When I ask investigators or analysts what technology improvements they would most appreciate, invariably one of their top requests is “to get answers to their questions faster.” This has always struck me as funny. What if the question being asked today is not a smart question until next Thursday? How can we expect analysts to ask every smart question every day? In short, this is kind of like climbing a tree to get to the moon. You can always inch further up, but how is that really going to get you where you need to go?
Systems that produce different answers based on the order of events lack a property I refer to as “Sequence Neutrality”. Sequence neutrality means regardless of the order in which data or queries occur, the end-state, once all data points are known, is the same. Sequence neutrality prevents systems from having to ask every smart question every day.
Here’s an example. Today when a bank searches for “Billy the Kid” the answer will depend on whether such a record existed first. However, with sequence neutrality the moment “Billy the Kid” opens a bank account, regardless of when that occurs, the user making the original query can be notified. Furthermore, months later if “Billy the Kid” is added to the OFAC list (people and organizations that financial institutions are banned from doing business with), the bank is instantly alerted.

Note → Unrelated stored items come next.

PR #3418, opened 2022-11-19
Offline signing: Add support for WiX

mook-as:
This adds Windows Installer signing support for the offline signing script. As with others, this is enabled by the `RD_FEA_WIX` environment variable.

As before, use `npm run sign -- dist/Rancher*.zip` to test.  The resulting `dist/Rancher Desktop Setup *.msi` file should be signed, as well as the executables (e.g. `privileged-service.exe`).  See [documentation](https://github.com/rancher-sandbox/rancher-desktop/blob/main/docs/development/signing.md) for more details.

Screenshot of signed installer (seen when we request elevation):
UAC prompt, expanded
Note that here I used a certificate with a subject of _Rancher Sandbox_, whereas the installer has an author of _SUSE_ from https://github.com/rancher-sandbox/rancher-desktop/blob/046e6bb6c5bcf8dcb832ce85d3d838ac083585e0/build/wix/main.wxs#L15

### DIFF
--- a/.github/workflows/wix.yaml
+++ b/.github/workflows/wix.yaml
@@ -7,6 +7,8 @@ on:
     branches:
       - main
   workflow_dispatch: {}
+permissions:
+  contents: read
 
 jobs:
   package:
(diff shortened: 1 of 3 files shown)


.github/workflows/wix.yaml
```diff
@@ -34,6 +36,59 @@ jobs:
...
+    steps:
+    - uses: actions/checkout@v3
+      with:
+        persist-credentials: false
+    - name: Install Windows dependencies
+      shell: powershell
+      run: .\scripts\windows-setup.ps1 -SkipVisualStudio -SkipTools
+    - uses: actions/setup-go@v3
+      with:
+        go-version: '^1.18'
```
Nino-K, line 64: We should probably point all our go versions to a single place, right now they are scattered everywhere.

.github/workflows/wix.yaml
```diff
@@ -34,6 +36,59 @@ jobs:
...
+      with:
+        name: Rancher Desktop-win.zip
+    - shell: powershell
+      env:
+        RD_FEAT_WIX: '1'
+      run: |
+        # Generate a test signing certificate
+        $cert = New-SelfSignedCertificate `
+          -Type Custom `
+          -Subject "CN=Rancher-Sandbox, C=CA" `
```
Nino-K, line 76: Should the `CN=Rancher-Sandbox` but FQDN? e.g. `CN=rancher-sandbox/rancher-desktop`

Nino-K:
Just a few small comments.

Nino-K (approved):

.github/workflows/wix.yaml
mook-as: Yes, but this workflow will be removed (and merged with the main packaging flow) soon, so there's no need to think about that over here.

.github/workflows/wix.yaml
mook-as: No, because this is a code-signing certificate, and not used to identify a host (as in a machine with a host name).  For example, Microsoft uses one with `CN=Microsoft Corporation, O=Microsoft Corporation, L=Redmon, S=Washington, C=US`.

As another example, government entities perform background checks on individuals seeking “top secret” clearances. What happens if one of the systems used to favorably qualify a person thereafter receives a record that would suggest the applicant should receive additional scrutiny—a record shows up in a registered (and public) sex offender database shortly after the person is granted a clearance. How will they learn of this new data point? One option would be for the government to ask every question every day, which obviously is impractical. So to address this scenario, the US Government performs background checks every five years. But that means that a glaring problem in the data may not be discovered until the question is asked again—potentially years later. In a system designed for sequence neutrality, the moment a relevant record comes into existence, it is published (pushed) to the relevant system or user.

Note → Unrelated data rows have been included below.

PR #3429, opened 2022-11-21
Implement image allow list

jandubois:
All container pull requests have to go through an https proxy that will only allow images matching patterns from the list.

Support for Windows is still in progress.

### DIFF
--- a/background.ts
+++ b/background.ts
@@ -896,9 +896,10 @@ class BackgroundCommandWorker implements CommandWorkerInterface {
     }
 
     const allowListConf = BackendHelper.createImageAllowListConf(cfg.containerEngine.imageAllowList);
+    const rcService = k8smanager.backend === 'wsl' ? 'wsl-service' : 'rc-service';
 
     await k8smanager.executor.writeFile(`/usr/local/openresty/nginx/conf/image-allow-list.conf`, allowListConf, 0o644);
-    await k8smanager.executor.execCommand({ root: true }, '/sbin/rc-service', 'openresty', 'reload');
+    await k8smanager.executor.execCommand({ root: true }, rcService, 'openresty', 'reload');
 
     // Check if the newly applied preferences demands a restart of the backend.
     const restartReasons = await k8smanager.requiresRestartReasons(cfg);
--- a/background.ts
+++ b/background.ts
@@ -7,6 +7,7 @@ import util from 'util';
 import Electron from 'electron';
 import _ from 'lodash';
 
+import BackendHelper from '@pkg/backend/backendHelper';
 import K8sFactory from '@pkg/backend/factory';
 import { getImageProcessor } from '@pkg/backend/images/imageFactory';
 import { ImageProcessor } from '@pkg/backend/images/imageProcessor';
@@ -893,6 +894,11 @@ class BackgroundCommandWorker implements CommandWorkerInterface {
       // Obviously if there are no settings to update, there's no need to restart.
       return ['no changes necessary', ''];
     }
+
+    const allowListConf = BackendHelper.createImageAllowListConf(cfg.containerEngine.imageAllowList);
+
+    await k8smanager.executor.writeFile(`/usr/local/openresty/nginx/conf/image-allow-list.conf`, allowListConf, 0o644);
+    await k8smanager.executor.execCommand({ root: true }, '/sbin/rc-service', 'openresty', 'reload');
 
     // Check if the newly applied preferences demands a restart of the backend.
     const restartReasons = await k8smanager.requiresRestartReasons(cfg);
--- a/pkg/rancher-desktop/assets/scripts/configure-image-allow-list
+++ b/pkg/rancher-desktop/assets/scripts/configure-image-allow-list
@@ -1,0 +1,26 @@
+#!/bin/sh
+
+# This script configures the VM for the image-allow-list feature.
+
+# shellcheck shell=ash
+
+set -o errexit -o nounset
+
+# Create nobody user and group for nginx.
+addgroup -S -g 65534 nobody 2>/dev/null || true
+adduser -S -D -H -h /dev/null -s /sbin/nologin -u 65534 -G nobody -g nobody nobody 2>/dev/null || true
+
+# Install mkcert and create default certs for localhost.
+export CAROOT=/run/mkcert
+mkdir -p $CAROOT
+cd $CAROOT
+mkcert -install
+mkcert localhost
+chown -R nobody:nobody $CAROOT
+
+# Configure dockerd to pull images via OpenResty proxy.
+sed -i 's/-e HTTPS_PROXY.*--stderr/--stderr/' /etc/init.d/containerd
+sed -i 's/--stderr/-e HTTPS_PROXY=http:\/\/127.0.0.1:3128 --stderr/' /etc/init.d/containerd
+
+# openresty is backgrounding itself (and writes its own pid file)
+sed -i 's/^command_background/#command_background/' /etc/init.d/openresty
--- a/pkg/rancher-desktop/assets/scripts/configure-image-allow-list
+++ b/pkg/rancher-desktop/assets/scripts/configure-image-allow-list
@@ -18,9 +18,12 @@ mkcert -install
 mkcert localhost
 chown -R nobody:nobody $CAROOT
 
-# Configure dockerd to pull images via OpenResty proxy.
+# Configure containerd to pull images via OpenResty proxy.
 sed -i 's/-e HTTPS_PROXY.*--stderr/--stderr/' /etc/init.d/containerd
 sed -i 's/--stderr/-e HTTPS_PROXY=http:\/\/127.0.0.1:3128 --stderr/' /etc/init.d/containerd
+
+# Make sure openresty is started before containerd
+sed -i -E '/openresty/!s/^([ \t]*need.*)/\1 openresty/' /etc/init.d/containerd
 
 # openresty is backgrounding itself (and writes its own pid file)
 sed -i 's/^command_background/#command_background/' /etc/init.d/openresty
--- a/pkg/rancher-desktop/assets/scripts/nginx.conf
+++ b/pkg/rancher-desktop/assets/scripts/nginx.conf
@@ -1,0 +1,175 @@
+worker_processes  auto;
+
+events {
+    worker_connections  1024;
+}
+
+http {
+    map_hash_bucket_size 128;
+    include       mime.types;
+    default_type  application/octet-stream;
+
+    log_format proxy escape=json
+      '{'
+        '"access_time":"$time_local",'
+        '"request":"$request",'
+        '"status":"$status",'
+        '"bytes_sent":"$body_bytes_sent",'
+        '"host":"$host",'
+        '"ssl_protocol":"$ssl_protocol",'
+        '"connect_host":"$connect_host",'
+        '"connect_port":"$connect_port",'
+      '}';
+
+    log_format mitm escape=json
+      '{'
+        '"access_time":"$time_local",'
+        '"method":"$request_method",'
+        '"uri":"$uri",'
+        '"status":"$status",'
+        '"bytes_sent":"$body_bytes_sent",'
+        '"upstream_response_time":"$upstream_response_time",'
+        '"host":"$host",'
+        '"http_host":"$http_host",'
+        '"upstream":"$upstream_addr"'
+      '}';
+
+    gzip off;
+
+    server {
+        listen 3128;
+        listen [::]:3128;
+        server_name proxy;
+
+        access_log logs/proxy.log proxy;
+
+        proxy_connect;
+        proxy_connect_allow all;
+        proxy_connect_address 127.0.0.1:3129;
+        proxy_max_temp_file_size 0;
+
+        # response non-CONNECT requests
+        location / {
+            add_header "Content-type" "text/plain" always;
+            return 200 "Yo docker, wazzup? Let's watch the game!\n";
+        }
+    }
+
+    map "$http_host$uri" $forbidden {
+        default 1;
+        include image-allow-list.conf;
+    }
+
+    server {
+        listen 3129 ssl default_server;
+        server_name mitm;
+
+        access_log logs/access.log mitm;
+
+        # nginx complains if these are not set; we'll clear them again right after
+        ssl_certificate /run/mkcert/localhost.pem;
+        ssl_certificate_key /run/mkcert/localhost-key.pem;
+
+        ssl_certificate_by_lua_block {
+            local ssl = require "ngx.ssl"
+            local name = ssl.server_name()
+
+            local ok, err = ssl.clear_certs()
+            if not ok then
+                ngx.log(ngx.ERR, "failed to clear existing (fallback) certificates")
+                return ngx.exit(ngx.ERROR)
+            end
+
+            local certs_dir = "/run/mkcert/"
+            local cert_file = certs_dir .. name .. ".pem"
+            local key_file = certs_dir .. name .. "-key.pem"
+
+            local my_load_certificate_chain = function()
+                local f = io.open(cert_file, "rb")
+                if f == nil then
+                    local ngx_pipe = require "ngx.pipe"
+                    local cmd = { "/usr/bin/mkcert", "-cert-file", cert_file, "-key-file", key_file, name }
+                    local opts = { environ = {"CAROOT="..certs_dir}, merge_stderr = true }
+                    local proc, err = ngx_pipe.spawn(cmd, opts)
+                    if proc == nil then
+                        ngx.log(ngx.ERR, "failed to spawn mkcert command: ", err)
+                        return ngx.exit(ngx.ERROR)
+                    end
+
+                    local data, err, partial = proc:stdout_read_all()
+                    local ok, reason, status = proc:wait()
+                    if not ok then
+                        ngx.log(ngx.ERR, "failed to create cert for ", name, " reason: ", reason, " status: ", status)
+                        ngx.log(ngx.ERR, "  output: ", data, " err: ", err, " partial: ", partial)
+                        return ngx.exit(ngx.ERROR)
+                    end
+                    f = io.open(cert_file, "rb")
+                end
+                local a = f:read("a*")
+                f:close()
+                return a
+            end
+            local pem_cert_chain = assert(my_load_certificate_chain())
+
+            local der_cert_chain, err = ssl.cert_pem_to_der(pem_cert_chain)
+            if not der_cert_chain then
+                ngx.log(ngx.ERR, "failed to convert certificate chain from PEM to DER: ", err)
+                return ngx.exit(ngx.ERROR)
+            end
+
+            local ok, err = ssl.set_der_cert(der_cert_chain)
+            if not ok then
+                ngx.log(ngx.ERR, "failed to set DER cert: ", err)
+                return ngx.exit(ngx.ERROR)
+            end
+
+            local my_load_private_key = function()
+                local f = assert(io.open(key_file, "rb"))
+                local a = f:read("a*")
+                f:close()
+                return a
+            end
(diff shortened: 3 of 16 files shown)


pkg/rancher-desktop/assets/scripts/nginx.conf
```diff
@@ -0,0 +1,175 @@
...
+        '"uri":"$uri",'
+        '"status":"$status",'
+        '"bytes_sent":"$body_bytes_sent",'
+        '"upstream_response_time":"$upstream_response_time",'
+        '"host":"$host",'
+        '"http_host":"$http_host",'
+        '"upstream":"$upstream_addr"'
+      '}';
+
+    gzip off;
```
mook-as, line 37: Hmm, any particular reason gzip is off? Might be good to have a comment here describing why.

pkg/rancher-desktop/assets/scripts/nginx.conf
```diff
@@ -0,0 +1,175 @@
...
+
+        proxy_connect;
+        proxy_connect_allow all;
+        proxy_connect_address 127.0.0.1:3129;
+        proxy_max_temp_file_size 0;
+
+        # response non-CONNECT requests
+        location / {
+            add_header "Content-type" "text/plain" always;
+            return 200 "Yo docker, wazzup? Let's watch the game!\n";
```
mook-as, line 54: … interesting message.

pkg/rancher-desktop/assets/scripts/nginx.conf
```diff
@@ -0,0 +1,175 @@
...
+
+            local certs_dir = "/run/mkcert/"
+            local cert_file = certs_dir .. name .. ".pem"
+            local key_file = certs_dir .. name .. "-key.pem"
+
+            local my_load_certificate_chain = function()
+                local f = io.open(cert_file, "rb")
+                if f == nil then
+                    local ngx_pipe = require "ngx.pipe"
+                    local cmd = { "/usr/bin/mkcert", "-cert-file", cert_file, "-key-file", key_file, name }
```
mook-as, line 91: We're creating one cert file per host name, so if the user is accessing generated host names (e.g. things that would normally be covered by wildcard certs) this could lead to an unintentional DoS. Not sure how much we should care though? Would this cause an issue with epinio?

Annoyingly, wildcard certs can only be single-level…

pkg/rancher-desktop/backend/backendHelper.ts
```diff
@@ -1,5 +1,7 @@
 import merge from 'lodash/merge';
 
+import { BackendSettings } from '~/backend/backend';
```
mook-as, line 3: Please use `@pkg` instead of `~`.

pkg/rancher-desktop/backend/backendHelper.ts
```diff
@@ -11,4 +13,70 @@ export default class BackendHelper {
   static ensureDockerAuth(existingConfig: Record<string, any>): Record<string, any> {
     return merge({ auths: { 'https://index.docker.io/v1/': {} } }, existingConfig);
   }
+
+  /**
+   * Turn imageAllowList patterns into a list of nginx regex rules.
+   */
+  static createImageAllowListConf(imageAllowList: BackendSettings['containerEngine']['imageAllowList']): string {
+    if (!imageAllowList.enabled) {
+      return '~*^.*$ 0;\n';
```
mook-as, line 22: This is presumably using [nginx syntax](https://nginx.org/en/docs/http/ngx_http_map_module.html#map), so `~*` is the case insensitive regexp flag, and the rest is REs.

pkg/rancher-desktop/backend/backendHelper.ts
```diff
@@ -11,4 +13,70 @@ export default class BackendHelper {
...
+        host += '(:443)?';
+      }
+
+      // match for "image:tag@digest" (tag and digest are both optional)
+      const match = repo[repo.length - 1].match(/^(?<image>.*?)(:(?<tag>.*?))?(@(?<digest>.*))?$/);
+      let tag = '[^/]+';
+
+      // strip tag and digest from last fragment of the image name
+      // `match` and `match.groups` can't be `null`, but TypeScript doesn't know
+      if (match && match.groups && (match.groups.tag || match.groups.digest)) {
```
mook-as, line 64:
```suggestion
      if (match?.groups?.tag || match?.groups?.digest) {
```

pkg/rancher-desktop/backend/backendHelper.ts
```diff
@@ -11,4 +13,70 @@ export default class BackendHelper {
...
+      if (!host.includes(':')) {
+        host += '(:443)?';
+      }
+
+      // match for "image:tag@digest" (tag and digest are both optional)
+      const match = repo[repo.length - 1].match(/^(?<image>.*?)(:(?<tag>.*?))?(@(?<digest>.*))?$/);
+      let tag = '[^/]+';
+
+      // strip tag and digest from last fragment of the image name
+      // `match` and `match.groups` can't be `null`, but TypeScript doesn't know
```
mook-as, line 63: It would be clearer to say "the regular expression can match the empty string, but TypeScript doesn't know".

pkg/rancher-desktop/backend/backendHelper.ts
```diff
@@ -11,4 +13,70 @@ export default class BackendHelper {
...
+      if (match && match.groups && (match.groups.tag || match.groups.digest)) {
+        repo.pop();
+        repo.push(match.groups.image);
+        // actual tag is ignored when a digest is specified
+        tag = match.groups.digest || match.groups.tag;
+      }
+
+      // special wildcard rules: 'foo//' means 'foo/.+' and 'foo/' means 'foo/[^/]+'
```
mook-as, line 71: What about `foo//:latest`? (The tag/digest part has already been stripped out by this point.)

pkg/rancher-desktop/backend/backendHelper.ts
```diff
@@ -11,4 +13,70 @@ export default class BackendHelper {
...
+      if (repo[repo.length - 1] === '') {
+        repo.pop();
+        if (repo.length > 0 && repo[repo.length - 1] === '') {
+          repo.pop();
+          repo.push('.+');
+        } else {
+          repo.push('[^/]+');
+        }
+      }
+      patterns += `~*^${ [host, 'v2', ...repo, 'manifests', tag].join('/') }$ 0;\n`;
```
mook-as, line 81: It might be clearer to do string substitution rather than a join:
```suggestion
      patterns += `~*^${ host }/v2/${ repo.join('/') }/manifests/${ tag }$ 0;\n`;
```

pkg/rancher-desktop/backend/lima.ts
```diff
@@ -1588,6 +1616,9 @@ export default class LimaBackend extends events.EventEmitter implements VMBacken
           await this.kubeBackend.deleteIncompatibleData(kubernetesVersion);
         }
 
+        await this.progressTracker.action('Configuring openresty', 50, this.configureOpenResty(config));
+        await this.startService('openresty');
```
mook-as, line 1623: Rather than manually starting the service, it might be good to change the `containerd` / `docker` service file to add a dependency instead. (So that if the service accidentally dies it can get restarted due to needing `containerd`.)

background.ts
```diff
@@ -894,6 +895,11 @@ class BackgroundCommandWorker implements CommandWorkerInterface {
       return ['no changes necessary', ''];
     }
 
+    const allowListConf = BackendHelper.createImageAllowListConf(cfg.containerEngine.imageAllowList);
+
+    await k8smanager.executor.writeFile(`/usr/local/openresty/nginx/conf/image-allow-list.conf`, allowListConf, 0o644);
+    await k8smanager.executor.execCommand({ root: true }, '/sbin/rc-service', 'openresty', 'reload');
+
```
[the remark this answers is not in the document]
jandubois: It has nothing to do with Kubernetes. It should go into a `Backend` base class, but there doesn't seem to be such a thing. Just an interface definition, but no implementation inheritance.

What exactly is the place it should go? And I don't want to duplicate the code between backends; I think the common code should be factored out and shared.

pkg/rancher-desktop/assets/scripts/nginx.conf
jandubois: It is just the default setting. I will delete the line.

pkg/rancher-desktop/assets/scripts/nginx.conf
jandubois: Good catch! 😄 You should never see the response, unless you curl the proxy directly, but I will change it to something more boring...

pkg/rancher-desktop/assets/scripts/nginx.conf
jandubois: I don't understand the concern, or how wildcards come into play here. What is the DoS scenario?

The proxy is only used by containerd/dockerd/nerdctl accessing container registries. So we should get one cert for each registry the user is pulling images from, which should be a reasonably small number. And we start fresh with an empty certs directory on each boot.

background.ts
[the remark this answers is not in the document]
mook-as: Consider having a new backend helper class, then? It's inappropriate in `background.ts` mainly because it's already including too many things (it's the main entry point of the app, after all). We should be trying to move things away from here, rather than adding more.

pkg/rancher-desktop/backend/backendHelper.ts
jandubois: It should all work correctly as far as I can tell. `registry.example.com//:latest` creates this pattern:

```
~*^registry.example.com(:443)?/v2/.+/manifests/latest$ 0;
```

Now, tag matching will not really work due to the way the container engine needs to fetch additional manifests to get the digest for the tag, but we'll have to deal with this in the docs for now.

pkg/rancher-desktop/backend/backend.ts
```diff
@@ -213,4 +214,7 @@ export interface VMExecutor {
    */
   spawn(...command: string[]): childProcess.ChildProcess;
   spawn(options: execOptions, ...command: string[]): childProcess.ChildProcess;
+
+  writeFile(filePath: string, fileContents: string): Promise<void>;
+  writeFile(filePath: string, fileContents: string, permissions: fs.Mode): Promise<void>;
```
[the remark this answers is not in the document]
jandubois: Done

pkg/rancher-desktop/assets/scripts/nginx.conf
jandubois: Done

pkg/rancher-desktop/assets/scripts/nginx.conf
jandubois: Done

pkg/rancher-desktop/backend/backendHelper.ts
jandubois: Done

pkg/rancher-desktop/backend/backendHelper.ts
jandubois: Done

pkg/rancher-desktop/backend/backendHelper.ts
jandubois: Done

pkg/rancher-desktop/backend/backendHelper.ts
jandubois: Done

pkg/rancher-desktop/backend/lima.ts
jandubois: I had done this before, but ran into issue, but those may have been due to the double-backgrounding. I've added it back.

Done

pkg/rancher-desktop/assets/scripts/nginx.conf
mook-as: A malicious user could (attempt to) pull images from many domains, filling up disk. That's not likely to be a real concern, though; the actual user controls the whole thing. So the only worry would be a malicious image with docker/containerd API access, at which point we're hosed anyway.
So I think we don't need to worry about this.

pkg/rancher-desktop/backend/lima.ts
```diff
@@ -423,16 +425,37 @@ export default class LimaBackend extends events.EventEmitter implements VMBacken
 
     const images = currentConfig.images.map(i => path.basename(i.location));
     // We had a typo in the name of the image; it was "alpline" instead of "alpine".
-    const versionMatch = images.map(i => /^alpl?ine-lima-v([0-9.]+)-/.exec(i)).find(defined);
+    // Image version may have a '+rd1' (or '.rd1') suffix after the upstream semver version.
+    const versionMatch = images.map(i => /^alpl?ine-lima-v([0-9.]+)(?:[+.]rd(\d+))?-/.exec(i)).find(defined);
     const existingVersion = semver.coerce(versionMatch ? versionMatch[1] : null);
+    const existingRDVersion = versionMatch ? versionMatch[2] : undefined;
```
mook-as, line 431:
```suggestion
    const existingRDVersion = versionMatch?.[2];
```
(Similarly for `existingVersion`)

pkg/rancher-desktop/backend/lima.ts
```diff
@@ -423,16 +425,37 @@ export default class LimaBackend extends events.EventEmitter implements VMBacken
...
     if (!existingVersion) {
       console.log(`Could not find base image version from ${ images }; skipping update of base images.`);
 
       return;
     }
 
-    const versionComparison = semver.coerce(IMAGE_VERSION)?.compare(existingVersion);
+    let versionComparison = semver.coerce(IMAGE_VERSION)?.compare(existingVersion);
+
+    // Compare RD patch versions if upstream semver are matching
```
mook-as, line 441: This chunk of code is complicated enough that a function (ideally with a unit test) might be worthwhile.

pkg/rancher-desktop/backend/lima.ts
```diff
@@ -1588,6 +1619,8 @@ export default class LimaBackend extends events.EventEmitter implements VMBacken
           await this.kubeBackend.deleteIncompatibleData(kubernetesVersion);
         }
 
+        await this.progressTracker.action('Configuring openresty', 50, this.configureOpenResty(config));
```
mook-as, line 1622: Maybe call it "registry proxy" instead of "openresty"?

pkg/rancher-desktop/backend/wsl.ts
```diff
@@ -1151,14 +1165,25 @@ export default class WSLBackend extends events.EventEmitter implements VMBackend
...
+                await this.writeFile('/etc/init.d/docker', SERVICE_SCRIPT_DOCKERD, 0o755);
                 await this.writeConf('docker', {
                   WSL_HELPER_BINARY: await this.getWSLHelperPath(),
                   LOG_DIR:           logPath,
                 });
-                await this.writeFile(`/etc/init.d/buildkitd`, SERVICE_BUILDKITD_INIT, { permissions: 0o755 });
+                await this.writeFile(`/etc/init.d/buildkitd`, SERVICE_BUILDKITD_INIT, 0o755);
                 await this.writeFile(`/etc/conf.d/buildkitd`, SERVICE_BUILDKITD_CONF);
               }),
+              this.progressTracker.action('Openresty configuration', 50, async() => {
```
mook-as, line 1177: Same as above… also why is the word order reversed here?

pkg/rancher-desktop/backend/wsl.ts
```diff
@@ -1151,14 +1165,25 @@ export default class WSLBackend extends events.EventEmitter implements VMBackend
...
+                const allowListConf = BackendHelper.createImageAllowListConf(config.containerEngine.imageAllowList);
+                const resolver = `resolver ${ await this.ipAddress } ipv6=off;\n`;
```
mook-as, line 1179: For clarification for myself:
This goes `openresty` → (WSL VM eth0) → host-resolver → (af_vsock) → WSL host machine.
The host-resolver part may be replaced by dnsmasq depending on configuration, in which case it talks to the WSL built-in DNS server as upstream. We might remove this soon.

mook-as (changes requested):
Generally fine, some optional comments. Please at least change the user-visible strings though (actually I'm not sure how visible they are, depends on priorities of other things running at the same time).

pkg/rancher-desktop/assets/scripts/configure-image-allow-list
```diff
@@ -0,0 +1,29 @@
...
+mkcert -install
+mkcert localhost
+chown -R nobody:nobody $CAROOT
+
+# Configure containerd to pull images via OpenResty proxy.
+sed -i 's/-e HTTPS_PROXY.*--stderr/--stderr/' /etc/init.d/containerd
+sed -i 's/--stderr/-e HTTPS_PROXY=http:\/\/127.0.0.1:3128 --stderr/' /etc/init.d/containerd
+
+# Make sure openresty is started before containerd
+sed -i 's/need sysfs/need openresty sysfs/' /etc/init.d/containerd
```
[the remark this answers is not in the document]
jandubois: Done

pkg/rancher-desktop/assets/scripts/configure-image-allow-list
```diff
@@ -0,0 +1,29 @@
...
+
+# openresty is backgrounding itself (and writes its own pid file)
```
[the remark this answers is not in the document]
jandubois: It is a timing issue. If the second level daemon overwrites the pid file before the start-stop-daemon code checks it, then everything works fine.

I should probably file a bug on the upstream repo.

pkg/rancher-desktop/assets/scripts/nginx.conf
```diff
@@ -0,0 +1,173 @@
...
+
+        proxy_connect;
+        proxy_connect_allow all;
+        proxy_connect_address 127.0.0.1:3129;
+        proxy_max_temp_file_size 0;
+
+        # response non-CONNECT requests
+        location / {
+            add_header "Content-type" "text/plain" always;
+            return 200 "This is the Rancher Desktop image-allow-list proxy\n";
```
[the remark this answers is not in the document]
jandubois: I don't really care; I can make it a 404. It is only useful to verify that it is the image proxy listening on 3128, and not something else.

Done

pkg/rancher-desktop/backend/lima.ts
jandubois: Done

pkg/rancher-desktop/backend/lima.ts
jandubois: I agree, but I don't want to do this right now; maybe in a separate PR

pkg/rancher-desktop/backend/lima.ts
jandubois: Done

pkg/rancher-desktop/backend/wsl.ts
jandubois: > why is the word order reversed here?

Probably because it was written days apart?

Done

pkg/rancher-desktop/backend/wsl.ts
jandubois: > This goes openresty → (WSL VM eth0) → host-resolver → (af_vsock) → WSL host machine.

That sounds correct.

> The host-resolver part may be replaced by dnsmasq depending on configuration,

When does this happen? But wouldn't the logic still be correct? We want to connect to the nameserver from `/etc/resolv.conf`, and I thought that one always points to the eth0 IP address.

mook-as (approved):

pkg/rancher-desktop/backend/wsl.ts
mook-as: We still have a `hostResolver` configuration, though I don't expect that to have any use at this point.
https://github.com/rancher-sandbox/rancher-desktop/blob/e1853c803182fd5c1c076eb3b6c259200adb8cc7/pkg/rancher-desktop/config/settings.ts#L63-L67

When sequence neutrality is applied to information systems a very interesting effect is created: the “data finds the data.” What this means is that as each new piece of data is observed by the system, how this data relates to all previously observed data points is considered – without waiting for a user to ask a question. And while this can benefit a single system it is even more powerful when applied across heterogeneous systems. Suddenly, very interesting insight is possible.
How does a company recognize that its accounts payable manager shares the same phone number as its largest vendor (a relationship that can violate company policy if undisclosed)?
When the “data finds the data” such insight and awareness is not only possible it is fundamental and essential to create market differentiating services. Whether an organization is focused on managing customer relationships, credentialing parties, evaluating credit risk or handling investigations– with sequence neutrality built in – unusually unique and powerful possibilities emerge.